‘U.N. Week’ Makes for Some Interesting Logistics at JFK

An NYPD car escorts a world leader’s convoy into the U.N. compound in Manhattan.
An NYPD car escorts a world leader’s convoy into the U.N. compound in Manhattan.

Handling a presidential visit is a logistical and security nightmare for any geographically small area. But New York City’s JFK airport has it down to an art form, perfected over decades as the host airport during what is known as U.N. Week.

As dozens of presidents, prime ministers, dictators and despots converged on New York last week for the weeklong annual General Assembly summit, an array of law enforcement ranging from the local Port Authority police and NYPD to the FBI and Secret Service join forces to secure the approximately 8 square miles in Queens which serves as Bottleneck Central for the arriving heads of state, according to The New York Times.

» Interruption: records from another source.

PR #2020, opened 2024-12-18
Common Odiglet creation and Run functions

RonFed:
This PR makes the Odiglet creation and Run function shared so we can re-use them.
In addition, the Run function is updated to use [errgroup](https://pkg.go.dev/golang.org/x/sync/errgroup) to manage the different components.

### DIFF
--- a/odiglet/cmd/main.go
+++ b/odiglet/cmd/main.go
@@ -7,8 +7,8 @@ import (
 	"github.com/odigos-io/odigos/odiglet/pkg/ebpf/sdks"
 	"github.com/odigos-io/odigos/odiglet/pkg/instrumentation/fs"
 
-	commonInstrumentation "github.com/odigos-io/odigos/instrumentation"
 	"github.com/odigos-io/odigos/common"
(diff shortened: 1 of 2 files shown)


odiglet/cmd/main.go
```diff
@@ -182,24 +48,20 @@ func main() {
...
 	log.Logger.V(0).Info("odiglet exiting")
 }
 
-func runDeviceManager(clientset *kubernetes.Clientset) {
-	log.Logger.V(0).Info("Starting device manager")
-	ctx, cancel := context.WithCancel(context.Background())
-	defer cancel()
-
-	otelSdkLsf := map[common.ProgrammingLanguage]map[common.OtelSdk]instrumentation.LangSpecificFunc{
+func otelSdkLsf() instrumentation.OtelSdksLsf{
```
tamirdavid1, line 63: nit: think need better name then Lsf

tamirdavid1 (approved):

blumamir (approved):
💯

Altogether, there were 283 so-called “VIP movements” for this year’s summit.

It is not a job for the faint of heart. A typical hour at the airport’s command center involved coordinating the landing of the prime minister of the Czech Republic’s jet along with the departures of the Brazilian and Ukrainian contingents. Making a wrong move that normally angers regular flyers may in this case spark an international incident.

About half the leaders or national delegations come with their own private jets; others fly commercial. Some are driven directly from the plane accompanied by large convoys; others, such as the Moldovan delegation, drive off in a single car.

Every vehicle ferrying the delegates is scanned and sniffed for explosives by Secret Service agents, and is accompanied around the airport by two separate cruisers, one from the Port Authority which has jurisdiction of the grounds and one from the New York Police Department.

Sitting around a U-shaped array of desks, officers of the various law enforcement agencies responsible for the smooth sailing of the JFK ship viewed a large screen in the center of the room that displayed the schedule of the day’s arrivals and departures. And similar to an airport timetable during stormy weather, this one was ever-changing, as delegates got held up in meetings, or decided at the last minute to visit another U.S. city or make a detour to Fifth Avenue for a shopping spree.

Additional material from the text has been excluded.